On the other hand, I do approve of this giant granite ‘Metropolitan Drinking Fountain and Cattle Trough Association’ trough in the crescent, now rather soulfully used  as a planter.

The Metropolitan Drinking Fountain and Cattle Trough Association is still in existence. Who knew?

Much of this part of Camden feels like a building site, but not in the same way as Notting Hill, or Chelsea, or Islington, where you sometimes get the impression that every house is ending up with a 3 storey-below-ground-basement, and a door painted Farrow & Ball Ball Green with brushed-stainless-steel numbers in large-scaled Gill Sans and oversized chrome door furniture.

I can guarantee that sort of work’s not at place in Mornington Crescent. Thank god.

I love a side elevation of a terrace with one door and a lot of completely impossible blank windows in it.

And I love the wastelands at the back of Mornington Crescent.  Around the corner, there’s a perfect colour scheme: blue, and blue and blue. Normally, these days, you don’t get the pleasure of this sort of paint job outside of Wales or Cumbria.

Around the corner, on Albert Street, a terrace of houses so funky that I either think you are 80 years old or a subscriber to *wallpaper magazine if you live here. Cool.

Dusty leafy lovely Camden Town.

Crossing the Mornington Street bridge over the vast run of railway lines that run north from Euston, you arrive at John Nash’s Regency cottages of Park Village East.  You might even say: *Normal Service of Ben’s Blog commences here*.

Park Village East flanks the eastern edge of The Regent’s Park which I wrote about a little while ago here.  A short walk north, you see the perfect Picturesque moment of houses, trees, and the water of the Regent’s Canal (which, let us face it, could similarly provide a blog of its own)…

And then, you arrive in the ice-cream villas of Primrose Hill. Bliss:

Each house to me is like an illustration in a children’s book, perhaps by Ardizzone.

I was happy to chance upon the Primrose Hill Studios, tucked off Fitzroy Road.

Well, I thought one of these might suit Maria, until I find on an estate agent’s website that they rent for £2,100 per week (1 bedroom).

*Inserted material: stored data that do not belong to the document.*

PR #696, opened 2023-09-02
chore: add new commitlint types deps,devDeps

legobeat:
Nice to be able to label dependency/devDependency-only changes as such.

Based on https://github.com/conventional-changelog/commitlint/blob/v17.7.1/%40commitlint/config-conventional/index.js.


boneskull (commented):
I'm 👎 on this due to added overhead when automating merges and releases.  

Renovate is configured to use `fix` for `deps`, and `chore` for `devDeps`, which means a production upgrade will cause a version bump.  There's going to be added overhead in making `deps` trigger a version bump.

Even if certain "types" have no semantic meaning in the conventional commit specification , automated release tools like Release Please, `semantic-release`, `standard-version`, etc., _do_ attach meaning to them.  If we want those tools to change their behavior based on any custom type, we will be adding more overhead & maintenance.

IMO, this is what we should be using:

- If the dep change is in the workspace root, the `type(scope)` should _always_ be `chore(deps)` because the workspace root should have no production deps.
- If the dep change is in a workspace, the `type(scope)` should be `fix(<workspace-name>)` if production, and `chore(<workspace-name>)` if a dev dep.

This is how Renovate is configured to work, anyhow, and I think it's sane.  Remember, we can put whatever we want into the `scope`.

legobeat:
Fair enough, let's go with that for now.

PR #697, opened 2023-09-06
[WIP] Boneskull/policy converter

naugtur:


packages/endomoat/src/index.js
```diff
@@ -0,0 +1,145 @@
...
+
+/**
+ * @param {Record<string, boolean>} item - A value in `ResourcePolicy`
+ */
+function toEndoRsrcPkgsPolicyPkgs(item) {
+  /** @type {Exclude<import('@endo/compartment-mapper').PackagePolicy['packages'], undefined>} */
+  const policyItem = {}
+  for (const [key, value] of Object.entries(item)) {
+    if (key === LAVAMOAT_PKG_POLICY_ROOT) {
+      // unsure what to do here
```
naugtur, line 58: lavamoat policy should not specify anything about the root package as it's allowed all by default. We need to generate the item in endo policy that defines our expected behavior for root.

We'll likely need an attenuator there when we get to supporting `"write"` policy values.

packages/endomoat/test/index.spec.js
```diff
@@ -0,0 +1,51 @@
...
+    entry: {
+      globals: [ROOT_POLICY],
+      noGlobalFreeze: true,
+      packages: ANY_POLICY,
+      builtins: ANY_POLICY,
+    },
+    resources: {
+      a: {
+        packages: {b: true},
+        globals: {console: true},
```
naugtur, line 39: I think globals should always be rewritten to an array of default attenuator params, even if they're not nested. It's 2 extra characters and we get more consistency (and control)

packages/endomoat/test/index.spec.js
```diff
@@ -0,0 +1,51 @@
...
+      a: {
+        packages: {
+          'b': true,
+        },
+        globals: {
+          'console': true,
+        },
+        builtins: {
+          'fs.readFile': true,
+        },
```
naugtur, line 21: note: there's also a key called "native" and it's rarely used so I don't yet know how we're going to support it.

packages/endomoat/src/index.js
```diff
@@ -0,0 +1,145 @@
...
+const PROPERTY_ATTENUATOR = '@lavamoat/endomoat/attenuator/property'
+
+/**
+ * @param {Record<string, boolean>} item - A value in `ResourcePolicy`
+ */
+function toEndoRsrcPkgsPolicyBuiltins(item) {
+  /** @type {Exclude<import('@endo/compartment-mapper').PackagePolicy['builtins'], undefined>} */
+  const policyItem = {}
+  for (const [key, value] of Object.entries(item)) {
+    if (key.includes('.')) {
```
naugtur, line 27: I like this selective attenuator setup. 

Tip: you can use the default attenuator for both globals and modules, because these are two separate exports. (deliberately designed that way)

packages/endomoat/src/index.js
```diff
@@ -0,0 +1,145 @@
...
+  }
+  return policyItem
+}
+
+/**
+ *
+ * @param {import('lavamoat-core/schema').ResourcePolicy} resources
+ * @returns {import('@endo/compartment-mapper').PackagePolicy<RootPolicy>}
+ */
+function toEndoRsrcPkgsPolicy(resources)  {
```
naugtur, line 81:
```suggestion
function toEndoRsrcPkgsPolicy(resourcePolicy)  {
```

packages/endomoat/src/index.js
```diff
@@ -0,0 +1,145 @@
...
+      [RSRC_POLICY_PKGS]: ENDO_WILDCARD_POLICY,
+      [RSRC_POLICY_BUILTINS]: ENDO_WILDCARD_POLICY,
+      noGlobalFreeze: true,
+    },
+    resources: {},
+  }
+
+  if (lmPolicy.resources) {
+    for (const [rsrcName, rsrcPolicy] of Object.entries(lmPolicy.resources)) {
+      if (rsrcName === LAVAMOAT_ROOT_PKG) {
```
naugtur: I don't think we support setting anything on root at this time. Let me know where you've found examples of this :sweat_smile:

boneskull:
closed in lieu of #772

More ice-cream colours, and a view of Primrose Hill at the end of the street:

One of the things which fascinates me about my work with housing development today is people’s fear of repetition.  You can’t make one house just like the next. Here’s a whole (beautiful) street of repetition… 9 houses on each side of the road which are identical.  It would be a big task today to persuade a housebuilder to do something so… easy.

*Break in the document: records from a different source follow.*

PR #683, opened 2023-08-28
fix(browserify/test): Don't let `yarn link` clobber global directory

legobeat:
Fixes: #682 

Unblocks: #681

PR #698, opened 2023-09-07
chore: use npm for browserify tests

### LINKED ISSUE #682: browserify tests attempt to modify system environment
As can be observed [here](https://github.com/LavaMoat/LavaMoat/actions/runs/5996407503/job/16260892432?pr=681#step:10:171) (#681), `yarn link` invocation in `lavamoat-browserify` tests can trigger attempts at linking global bins.

Fix: Use temporary directory instead, as already done with projectDir.

boneskull:
This changes the `lavamoat-browserify` tests to use `npm` instead of `yarn`, and installs via absolute path instead of `npm link`; this does not modify the global `node_modules` folder.

Note: a test fixture policy file is updated.

This supercedes #683.

Closes #682

### DIFF
--- a/packages/browserify/test/fixtures/secureBundling/lavamoat/node/policy.json
+++ b/packages/browserify/test/fixtures/secureBundling/lavamoat/node/policy.json
@@ -81,6 +81,7 @@
       "globals": {
         "__dirname": true,
         "__filename.slice": true,
+        "console.error": true,
         "console.warn": true,
         "process.cwd": true,
         "setTimeout": true
@@ -91,6 +92,7 @@
         "@lavamoat/lavapack>through2": true,
         "@lavamoat/lavapack>umd": true,
         "browserify>JSONStream": true,
+        "external:../../node_modules/espree/dist/espree.cjs": true,
         "json-stable-stringify": true,
         "lavamoat-core": true,
         "readable-stream": true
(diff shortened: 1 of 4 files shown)


boneskull:
* main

Chalcot Crescent drifts around the corner.

I enjoyed seeing this house, owned by scrapey-scrapey people who had painted their windows a beautiful pea-green and their door a handsome oxblood red. I suspect they have walls hung with Peter Hone plasters and I definitely suspect they (or one of their friends) read this blog.

The bike-frame-front-door-colour-combo was almost a little much to bear.

From there up to Regent’s Park Road, which was about as beautiful as you can get on a sunny Sunday morning.

I love all these Nissan Figaro’s driving around today’s blog.

I could have dropped in to beautiful, perfect, Primrose Hill books for a browse…

…but let’s face it.  The weather was too beautiful, and anyway I like to buy all my books, at about 1am, having drunk a bottle of wine, on amazon (okay, publishing people, I know you’ll hate me, but I buy a LOT more books, especially heavy architecture ones, when it becomes the postman’s job to carry them home).

And then, I bought my sandwich, and headed to Primrose Hill itself, and lay in the sunshine, and drank in the most beautiful view in the whole of London… spires rising above the forest trees of Regent’s Park.

…the black towers are Euston Station. Okay, okay. You may not love them, but how much more restrained and elegant than Rafael Viñoly’s hideous ‘Walkie-Talkie’ (to the left of the picture). For reasons I can’t quite put my finger on, I’m open minded on the Shard (to the right). But really…. St Paul’s…. hello?   Kind of perfect… a bit of an affront to everything that surrounds it.

See what I mean? I hate the Walkie fucking talkie.

But London, I’ve said it before. Whatever happens, I love you.